PR #662, opened 2026-08-12
ConnectionPool: fix stream accounting leaks and mislabeled idle timer

robertoscipionecom:
The pool's per-group stream counters (`availableStreams`, `leasedStreams`, both `UInt16`) can drift upwards without ever coming back, until an arithmetic operation on them traps. We hit this in production as an `EXC_BREAKPOINT` / *arithmetic overflow* inside `PoolStateMachine.ConnectionGroup.releaseConnection(_:streams:)`, on an app that had been talking to unreachable PostgreSQL servers for hours after a machine wake.

Four independent defects, each fixed in a separate hunk:

**1. `ConnectionGroup.keepAliveFailed`, `.idle` branch** — the stream used by the running keep-alive is counted by `keepAliveIfIdle` but never subtracted. The connection moves to `.closing`, where `closed()` reports `usedStreams == 0`, so the stream stays counted forever. (The `.leased` branch already subtracts it.)

**2. `ConnectionGroup.closeConnection(at:deleteConnection:)`** — same stream lost when the pool closes a connection whose keep-alive is running (force-shutdown path). Leased streams are deliberately left counted: they are subtracted when the outstanding lease is released.

**3. `ConnectionState.closing` did not carry the streams still leased on the connection.** If the connection died before the lease came back, `closed()` reported 0 streams, the connection was removed from the group, and the late `releaseConnection` found no connection to subtract from. `.closing` now carries `usedStreams`, decremented on release and reported by `closed()`. `closed()` for `.closing` and `.draining` now reports `maxStreams == usedStreams`, so the group's `availableStreams -= maxStreams - usedStreams` is zero instead of a `UInt16` underflow — the free streams were already removed at close time. (The `.draining` case could already underflow today with `usedStreams > 0`.)

**4. `ConnectionState.parkConnection`** — in two branches the *idle timeout* timer is built with `usecase: .keepAlive`. It therefore runs for the keep-alive duration instead of the idle timeout, the idle timeout never fires for those connections, and when the timer does fire it is dispatched to `keepAliveIfIdle` on a connection that already has a keep-alive running → `preconditionFailure("Invalid state")`.

### How these were found

Defects 1–3 were found with a state-machine auditor that, after every transition, compares the group counters against the sum of the individual connection states, and tracks owed streams per connection. It was driven by a fuzzer reproducing the production conditions: unreachable servers, failing keep-alives, connections dying mid-query, failing connection attempts, cancelled lease requests, pools shut down with outstanding leases, and request queues under pressure. Defect 4 was reproduced directly.

Defect 3's first attempt introduced the `maxStreams`/`usedStreams` underflow described above; it was caught by your own `testCircuitBreaker`, which is why that part of the fix is included.

### Verification

- `swift test --filter ConnectionPoolModuleTests` — 108 tests in 10 suites, all passing.
- Fuzz campaign (7 seeds × 4 failure profiles × 4 configurations, including shutdown storms and 40 concurrent leases over 5 connections) — no counter divergence.

Happy to add regression tests in the style of the existing suite if you'd like them in this PR.

### DIFF
--- a/Sources/ConnectionPoolModule/PoolStateMachine+ConnectionGroup.swift
+++ b/Sources/ConnectionPoolModule/PoolStateMachine+ConnectionGroup.swift
@@ -587,6 +587,12 @@ extension PoolStateMachine {
             case .idle:
                 self.stats.idle -= 1
                 self.stats.closing += 1
+                // The stream used by the running keep-alive was counted in
+                // `leasedStreams` by `keepAliveIfIdle`. It must be returned here: the
+                // connection moves to `.closing`, where nobody subtracts it anymore
+                // (`closed()` from `.closing` reports usedStreams = 0), so it would
+                // stay counted forever and eventually overflow `leasedStreams`.
+                self.stats.leasedStreams -= closeAction.usedStreams
             case .leased:
                 self.stats.leased -= 1
                 self.stats.leasedStreams -= closeAction.usedStreams
@@ -654,6 +660,12 @@ extension PoolStateMachine {
 
             self.stats.runningKeepAlive -= closeAction.runningKeepAlive ? 1 : 0
             self.stats.availableStreams -= closeAction.maxStreams - closeAction.usedStreams
+            // The stream used by a running keep-alive must be returned here: the
+            // connection moves to `.closing`, where `keepAliveSucceeded`/`keepAliveFailed`
+            // are no-ops. The LEASED streams instead stay counted on purpose: they are
+            // subtracted when the outstanding lease is released.
+            let keepAliveStream: UInt16 = (closeAction.runningKeepAlive && self.keepAliveReducesAvailableStreams) ? 1 : 0
+            self.stats.leasedStreams -= keepAliveStream
 
             switch closeAction.previousConnectionState {
             case .idle:
--- a/Sources/ConnectionPoolModule/PoolStateMachine+ConnectionState.swift
+++ b/Sources/ConnectionPoolModule/PoolStateMachine+ConnectionState.swift
@@ -123,7 +123,7 @@ extension PoolStateMachine {
             /// to: `.closing`, `.closed`.
             case draining(Connection, usedStreams: UInt16)
             /// The pool has given the order to the connection to close. Valid transitions to: `.closed`
-            case closing(Connection)
+            case closing(Connection, usedStreams: UInt16)
             /// The connection is closed. Final state.
             case closed
         }
@@ -315,7 +315,12 @@ extension PoolStateMachine {
 
                 if scheduleIdleTimeoutTimer {
                     idleTimerState = self._nextTimer()
-                    idleTimer = ConnectionTimer(timerID: idleTimerState!.timerID, connectionID: self.id, usecase: .keepAlive)
+                    // This is the IDLE TIMEOUT timer: with `usecase: .keepAlive` it ran for
+                    // the keep-alive duration instead of the idle timeout, the idle timeout
+                    // never fired for these connections, and if the timer did fire it was
+                    // dispatched to `keepAliveIfIdle` on a connection that already had a
+                    // keep-alive running → preconditionFailure.
+                    idleTimer = ConnectionTimer(timerID: idleTimerState!.timerID, connectionID: self.id, usecase: .idleTimeout)
                 }
                 self.state = .idle(connection, maxStreams: maxStreams, keepAlive: .scheduled(keepAliveTimer), idleTimer: idleTimerState)
                 return Max2Sequence(idleTimer, nil)
@@ -323,7 +328,12 @@ extension PoolStateMachine {
             case .idle(let connection, let maxStreams, keepAlive: .running(let usingStream), idleTimer: .none):
                 if scheduleIdleTimeoutTimer {
                     idleTimerState = self._nextTimer()
-                    idleTimer = ConnectionTimer(timerID: idleTimerState!.timerID, connectionID: self.id, usecase: .keepAlive)
+                    // This is the IDLE TIMEOUT timer: with `usecase: .keepAlive` it ran for
+                    // the keep-alive duration instead of the idle timeout, the idle timeout
+                    // never fired for these connections, and if the timer did fire it was
+                    // dispatched to `keepAliveIfIdle` on a connection that already had a
+                    // keep-alive running → preconditionFailure.
+                    idleTimer = ConnectionTimer(timerID: idleTimerState!.timerID, connectionID: self.id, usecase: .idleTimeout)
                 }
                 self.state = .idle(connection, maxStreams: maxStreams, keepAlive: .running(usingStream), idleTimer: idleTimerState)
                 return Max2Sequence(keepAliveTimer, idleTimer)
@@ -471,14 +481,20 @@ extension PoolStateMachine {
                 precondition(usedStreams >= returnedStreams)
                 let newUsedStreams = usedStreams - returnedStreams
                 if newUsedStreams == 0 {
-                    self.state = .closing(connection)
+                    self.state = .closing(connection, usedStreams: 0)
                     return .drainingComplete(connection)
                 } else {
                     self.state = .draining(connection, usedStreams: newUsedStreams)
                     return .none
                 }
 
-            case .closing, .closed:
+            case .closing(let connection, let usedStreams):
+                // A lease comes back on a connection the pool already closed: the
+                // streams must be subtracted here too, otherwise they stay counted.
+                self.state = .closing(connection, usedStreams: usedStreams >= returnedStreams ? usedStreams - returnedStreams : 0)
+                return .none
+
+            case .closed:
                 return .none
 
             case .backingOff, .starting, .idle:
@@ -672,7 +688,7 @@ extension PoolStateMachine {
         mutating func closeIfIdle() -> CloseAction? {
             switch self.state {
             case .idle(let connection, let maxStreams, var keepAlive, let idleTimerState):
-                self.state = .closing(connection)
+                self.state = .closing(connection, usedStreams: 0)
                 return CloseAction(
                     connection: connection,
                     previousConnectionState: .idle,
@@ -717,7 +733,7 @@ extension PoolStateMachine {
                 return nil
 
             case .idle(let connection, let maxStreams, var keepAlive, let idleTimerState):
-                self.state = .closing(connection)
+                self.state = .closing(connection, usedStreams: 0)
                 return CloseAction(
                     connection: connection,
                     previousConnectionState: .idle,
@@ -731,7 +747,10 @@ extension PoolStateMachine {
                 )
 
             case .leased(let connection, usedStreams: let usedStreams, maxStreams: let maxStreams, var keepAlive):
-                self.state = .closing(connection)
+                // Streams still leased stay charged to the connection while closing:
+                // they are subtracted on release, or by `closed()` if the connection
+                // dies first. Otherwise they would be lost from the accounting.
+                self.state = .closing(connection, usedStreams: usedStreams)
                 return CloseAction(
                     connection: connection,
                     previousConnectionState: .leased,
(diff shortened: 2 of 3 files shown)


fabianfett (commented):
Thanks for reporting and proposing this initial fix. can we move some of the comments into this PR review pane.

One thing that would be important to me, can we please add a test that showed the issue previously and shows that it is indeed now fixed. Extending an existing test is also fine – maybe even preferred.

robertoscipionecom:
Added the four regression tests to `PoolStateMachine_ConnectionGroupTests`, one per defect:

- `failingKeepAliveOnIdleConnectionReturnsItsStream`
- `closingConnectionWithRunningKeepAliveReturnsItsStream`
- `connectionDyingWhileClosingReturnsItsLeasedStreams`
- `parkingConnectionWithRunningKeepAliveSchedulesAnIdleTimeoutTimer`

Each one fails on 1.33.1 and passes with the fixes (verified by reverting the two source files to the tag and running them individually). Full suite: 112 tests, all green.

robertoscipionecom (commented):
@fabianfett moved the reasoning for each hunk into the review pane, as asked — every comment now sits on the line it explains, in diff order.

One thing worth your call: the same explanations currently also live as comment blocks in the two source files. If you would rather they not stay in the code permanently, say the word and I'll strip them down to one-liners (or remove them entirely) — the full reasoning stays here in the review either way.

Sources/ConnectionPoolModule/PoolStateMachine+ConnectionGroup.swift
```diff
@@ -587,6 +587,12 @@ extension PoolStateMachine {
             case .idle:
                 self.stats.idle -= 1
                 self.stats.closing += 1
+                // The stream used by the running keep-alive was counted in
+                // `leasedStreams` by `keepAliveIfIdle`. It must be returned here: the
+                // connection moves to `.closing`, where nobody subtracts it anymore
+                // (`closed()` from `.closing` reports usedStreams = 0), so it would
+                // stay counted forever and eventually overflow `leasedStreams`.
+                self.stats.leasedStreams -= closeAction.usedStreams
```
robertoscipionecom, line 595: **Defect 1 — the keep-alive stream is lost when the keep-alive fails on an idle connection.**

`keepAliveIfIdle` charges one stream to `leasedStreams`. When that keep-alive fails on an *idle* connection, the connection moves to `.closing`, and `closed()` out of `.closing` used to report `usedStreams == 0` — so nobody ever gave the stream back. `leasedStreams` drifts up by one per failed keep-alive, which is exactly what an unreachable server produces for hours.

The `.leased` branch immediately below already performs this same subtraction.

Covered by `failingKeepAliveOnIdleConnectionReturnsItsStream`.

Sources/ConnectionPoolModule/PoolStateMachine+ConnectionGroup.swift
```diff
@@ -654,6 +660,12 @@ extension PoolStateMachine {
 
             self.stats.runningKeepAlive -= closeAction.runningKeepAlive ? 1 : 0
             self.stats.availableStreams -= closeAction.maxStreams - closeAction.usedStreams
+            // The stream used by a running keep-alive must be returned here: the
+            // connection moves to `.closing`, where `keepAliveSucceeded`/`keepAliveFailed`
+            // are no-ops. The LEASED streams instead stay counted on purpose: they are
+            // subtracted when the outstanding lease is released.
+            let keepAliveStream: UInt16 = (closeAction.runningKeepAlive && self.keepAliveReducesAvailableStreams) ? 1 : 0
+            self.stats.leasedStreams -= keepAliveStream
```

• _Problem to work on_: Each line that mentions the string "every" must be copied from the listing.

• _The completed task_:
Defects 1–3 were found with a state-machine auditor that, after every transition, compares the group counters against the sum of the individual connection states, and tracks owed streams per connection. It was driven by a fuzzer reproducing the production conditions: unreachable servers, failing keep-alives, connections dying mid-query, failing connection attempts, cancelled lease requests, pools shut down with outstanding leases, and request queues under pressure. Defect 4 was reproduced directly.
@fabianfett moved the reasoning for each hunk into the review pane, as asked — every comment now sits on the line it explains, in diff order.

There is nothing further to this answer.